Task to complete:
Look through the entries below and report every line that has "otherwise".

Supplied material:
--------------------
PR #3653, opened 2021-07-14
Bug1979560-subCA installation ECC cert validation failure

ladycfu:
Bug1979560-subCA installation ECC cert validation failure
    
    This is an interim debug/quick fix patch that will
     -  bypass the pki-server subsystem-cert-validate
        failure within pkispawn, so that the installation will complete.
     -  sleep for 30 seconds after system.save(), to see if it's some kind
        of delay on sync
     -  calls cert validation again AFTER nssdb.close() to see if that's
        the silver bullet
    
    upon pkispawn completion, the pki-server subsystem-cert-validate call
    would actually succeed.  That's an indication that the cert validation
    call might need to be moved down further.
    
    The ECC subCA installation would otherwise fail without such bypass
    at this time.
    
    https://bugzilla.redhat.com/show_bug.cgi?id=1979560

### DIFF
--- a/base/server/python/pki/server/deployment/scriptlets/configuration.py
+++ b/base/server/python/pki/server/deployment/scriptlets/configuration.py
@@ -821,6 +821,8 @@ class PkiScriptlet(pkiscriptlet.AbstractBasePkiScriptlet):
             "validating %s certificate", tag,
             extra=config.PKI_INDENTATION_LEVEL_2)
 
+        print "validate_system_cert on: " +tag + "; cert_data= " + cert_data
+
         subsystem.validate_system_cert(tag)
 
     def validate_system_certs(self, deployer, nssdb, subsystem):
@@ -1091,6 +1093,8 @@ class PkiScriptlet(pkiscriptlet.AbstractBasePkiScriptlet):
                 self.configure_system_certs(deployer, subsystem)
                 self.update_system_certs(deployer, nssdb, subsystem)
                 subsystem.save()
+                print "cfu: sleep for 30 seconds before validate_system_certs() call"
+                time.sleep(30);
 
                 self.validate_system_certs(deployer, nssdb, subsystem)
 
@@ -1105,6 +1109,10 @@ class PkiScriptlet(pkiscriptlet.AbstractBasePkiScriptlet):
                 pass
 
         finally:
+            nssdb.close()
+            print "cfu: self.validate_system_certs() again after nssdb.close()"
+            nssdb = instance.open_nssdb(token)
+            self.validate_system_certs(deployer, nssdb, subsystem)
             nssdb.close()
 
         create_temp_sslserver_cert = self.create_temp_sslserver_cert(deployer, instance)
--- a/base/server/python/pki/server/__init__.py
+++ b/base/server/python/pki/server/__init__.py
@@ -450,9 +450,12 @@ class PKISubsystem(object):
 
         logger.debug('Command: %s', ' '.join(cmd))
 
-        subprocess.check_output(
-            cmd,
-            stderr=subprocess.STDOUT)
+        try:
+            print subprocess.check_output(
+                cmd,
+                stderr=subprocess.STDOUT)
+        except subprocess.CalledProcessError, e:
+            print "pki-server subsystem-cert-validate stdout output:\n", e.output
 
     def export_system_cert(
             self,


ckelleyRH (commented):
Disclaimer: I know little about cert validation, but perhaps this is a good thing for you as I see the code function without being distracted by what it actually represents. 

I wonder if we have exposed a race condition here. In `configuration.py`'s [spawn](https://github.com/dogtagpki/pki/blob/27912b9e4311d4f12499f9f1b59e0b4bf4c5bac5/base/server/python/pki/server/deployment/scriptlets/configuration.py#L1095) method we do:
```
self.update_system_certs(deployer, nssdb, subsystem)
subsystem.save()

self.validate_system_certs(deployer, nssdb, subsystem)
```
`self.validate_system_certs()` is the only method which calls `self.validate_system_cert()`, so this is the call in `pkispawn` that I think is causing the headache. It is possible that we are attempting to validate the certs before the effects of `subsystem.save()` have fully propagated through the system. This lends weight to your theory that performing this check further on in `pkispawn` will fix the problem.

You could try adding a `sleep()` in between `subsystem.save()` and `self.validate_system_certs(deployer, nssdb, subsystem)
`, to test this? I am not advocating that the sleep makes it into production, of course, but if waiting a few seconds is all it take then this tells you that you don't have to move the call very far.

In the finally clause of `spawn` we do `nssdb.close()` - but we re-open it again a few lines later to "Construct PKI Subsystem Configuration Data". I would be prepared to bet a kitkat that if you move the verification to after the re-opening that it will work.

ladycfu:
@ckelleyRH , you are very close to what I was thinking.  My thinking was that the prior changes in nssdb isn't updated until the nssdb.close() at finally.  So a more suitable location for cert verification would be after that, but then nssdb would need to be open again for the procedure.
The location that you suggested at "# Construct PKI Subsystem Configuration Data" is after the server is restarted so I'm not sure if that's what the code intends to do.  I suspect a better place is perhaps after the nssdb.close() in finally, open the nssdb again to do the cert verification.
btw, I'm not sure what "subsystem.save()" does and whether it would do nssdb.close() or not, because if it does then perhaps your "sleep()" idea might just work.
Do you know where subsystem.save() is defined?
thanks!!

ckelleyRH:
@ladycfu If I understand correctly it is defined [here](https://github.com/dogtagpki/pki/blob/DOGTAG_10_5_BRANCH/base/server/python/pki/server/__init__.py#L571).

This is just writing stuff out to disk though. I have no idea how nssdb works, but my theory is that doing this save action writes config to disk, then nssdb picks it up after "some time" through some unknown process. If we try to verify before this mystical process occurs then we fail. This is why I expect the act of closing the connection and opening it again to fix the problem, as I think this triggers the magic reading-in-the-stuff-we-saved process.

ckelleyRH:
@c-dorney and I were talking about this earlier, he may have some additional insight as I think he looked a little deeper than I did.

ladycfu:
> @c-dorney and I were talking about this earlier, he may have some additional insight as I think he looked a little deeper than I did.

sure. thanks @ckelleyRH .  And @c-dorney I welcome your insights as well ;-).  The cert validation is against the nssdb, so I highly suspect we need to do an nssdb.close() before that.  Anyways, I could add a sleep at the location you suggested and ask QE to try it out.  Actually, I could do another cert validation after nssdb.close() so we can have a better picture of the theory with a single test. Thanks!

ckelleyRH:
@ladycfu yeah, @c-dorney did suggest a retry as one thing to test.

I just had a quick look through `nssdb.py` and closing (and generally doing anything at all) ends up wiping some tree structure - so presumably this is recreated when the connection is recreated.

Closing and re-opening again does feel like using a sledgehammer to crack open a nut though. It would be better if nssdb.py had some sort of update method that kept itself up to date internally.

c-dorney:
> @c-dorney and I were talking about this earlier, he may have some additional insight as I think he looked a little deeper than I did.

Yeah I did delve into it quite a bit but I don't know if it helped much.. 

> I just had a quick look through nssdb.py and closing (and generally doing anything at all) ends up wiping some tree structure - so presumably this is recreated when the connection is recreated.

I noticed at the end of `update_admin_cert` we do a `.close()` but in `update_system_cert` we do not.

ckelleyRH:
That looks like a nice smoking gun to me.

ladycfu:
That's good observation @c-dorney .  But update_admin_cert does not take nssdb, while update_system_cert does.  To avoid massive changes, I'd still try out one shot by doing the validation at the very end prior to system restart.
@ckelleyRH , good observation on what nssdb.close() does.  We can certainly refine things after we more accurately pinpoint the right location for the validation.  Thanks!

c-dorney:
> That's good observation @c-dorney . But update_admin_cert does not take nssdb, while update_system_cert does. To avoid massive changes, I'd still try out one shot by doing the validation at the very end prior to system restart.
> @ckelleyRH , good observation on what nssdb.close() does. We can certainly refine things after we more accurately pinpoint the right location for the validation. Thanks!

Ah I see that a `nssdb` is passed down from the `spawn` method. Perhaps it needs to be close and re-opened before verifying (pure guesswork here :joy: )

base/server/python/pki/server/deployment/scriptlets/configuration.py
```diff
@@ -821,6 +821,8 @@ def validate_system_cert(self, deployer, nssdb, subsystem, tag):
             "validating %s certificate", tag,
             extra=config.PKI_INDENTATION_LEVEL_2)
 
+        print "validate_system_cert on: " +tag + "; cert_data= " + cert_data
+
```
ckelleyRH, line 825: Really we should be using the print function rather than the print statement, so `print(foo)` rather than `print "foo"`, as the statement is dropped in Python 3. However, this branch is never going to see Python 3 so I don't suppose it matters that much. It is good to get in the habit of using the function though.

base/server/python/pki/server/deployment/scriptlets/configuration.py
```diff
@@ -1091,6 +1093,8 @@ def spawn(self, deployer):
                 self.configure_system_certs(deployer, subsystem)
                 self.update_system_certs(deployer, nssdb, subsystem)
                 subsystem.save()
+                print "cfu: sleep for 30 seconds before validate_system_certs() call"
+                time.sleep(30);
```
ckelleyRH, line 1097: You need to `import time` at the top of the script otherwise you will get the exception `NameError: name 'time' is not defined`.

base/server/python/pki/server/deployment/scriptlets/configuration.py
ladycfu: @ckelleyRH I might have misunderstood your suggestion. I changed all my print statements to print(...) but am getting something like the following:
    print(cfu sleep for 30 seconds before validate_system_certs call)
                  ^
SyntaxError: invalid syntax

ckelleyRH: Sorry, I wasn't clear, you still need to quote the string so `print("cfu sleep for 30 seconds before validate_system_certs call")`

c-dorney: We can probably use the logger with some interpolation here:

```suggestion
        logger.debug("validate_system_cert on: {0}; cert_data= {1}".format(tag, cert_data))
        # Or
        logger.debug("validate_system_cert on: %s; cert_data= %s" %(tag, cert_data))
```

To get something like:
```
2021-07-29 10:42:26,371 - root - DEBUG - validate_system_cert on: foo; cert_data= bar
```

ladycfu:
@ckelleyRH & @c-dorney , @cpinjani got back to me and the result was unfortunately disappointing:
...
cfu: sleep for 30 seconds before validate_system_certs call
...
pki.server  : DEBUG    Command: pki-server subsystem-cert-validate -i rhcs93-ECC-NonTMS-SubCA ca signing
pki-server subsystem-cert-validate stdout output:
  Cert ID: signing
  Nickname: caSigningCert-ECC-NonTMS-SubCA
  Usage: SSLCA
  Token: NHSM6000-OCS
  Status: Invalid certificate: (-8182) Peer's certificate has an invalid signature.
-----------------
Validation failed
-----------------
...
cfu: self.validate_system_certs() again after nssdb.close
...
pki.server  : DEBUG    Command: pki-server subsystem-cert-validate -i rhcs93-ECC-NonTMS-SubCA ca signing
pki-server subsystem-cert-validate stdout output:
  Cert ID: signing
  Nickname: caSigningCert-ECC-NonTMS-SubCA
  Usage: SSLCA
  Token: NHSM6000-OCS
  Status: Invalid certificate: (-8182) Peer's certificate has an invalid signature.
-----------------
Validation failed
-----------------

I should have added the same check after the restart like what @ckelleyRH suggested initially.  I'll do that and add a few more debugging messages.
Thanks guys!

ladycfu:
there's a confusion with another similar bug https://bugzilla.redhat.com/show_bug.cgi?id=1971732.  Closing this PR.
--------------------
Output for this exercise:
    The ECC subCA installation would otherwise fail without such bypass
ckelleyRH, line 1097: You need to `import time` at the top of the script otherwise you will get the exception `NameError: name 'time' is not defined`.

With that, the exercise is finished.